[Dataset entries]
◆ ◆ ◆ ◆ ◆ ◆ ◆
PR #994, opened 2018-12-17
Temporary fix for softlock on doms performing a second action in nightlife

Darkon47:


Darkon47:
My mistake, this does not actually fix the error, simply delays it

PR #995, opened 2018-12-17
nightclubNPCs now always use their own location

AlacoGit:

Fix two bugs involving the generic nightclub NPCs:
  1.Dom NPCs causing "IndexOutOfBounds" exceptions
  2.Sub NPCs not leaving their current cell when moving to a new cell

In the current version(0.2.12.96) dom NPCs will crash the game and sub NPCs don't remove their ID from their current cell when moving to a new one, this is technically already fixed in the current version however that fix is also the cause for bug # 1 above. This PR fixes both bugs. 
No
tested on 0.2.12.96 master branch 
Alaco on Discord


AlacoGit:
This issue seems to have been fixed in 3.0. Closing.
◆ ◆ ◆ ◆ ◆ ◆ ◆
- **WHAT TO DO**:
The lines to copy run from the start of the records above through the line holding "Fix two bugs"; give them exactly, both ends included, and nothing else.

- **SOLUTION TO THIS PROBLEM**:
PR #994, opened 2018-12-17
Temporary fix for softlock on doms performing a second action in nightlife

Darkon47:


Darkon47:
My mistake, this does not actually fix the error, simply delays it

PR #995, opened 2018-12-17
nightclubNPCs now always use their own location

AlacoGit:

Fix two bugs involving the generic nightclub NPCs:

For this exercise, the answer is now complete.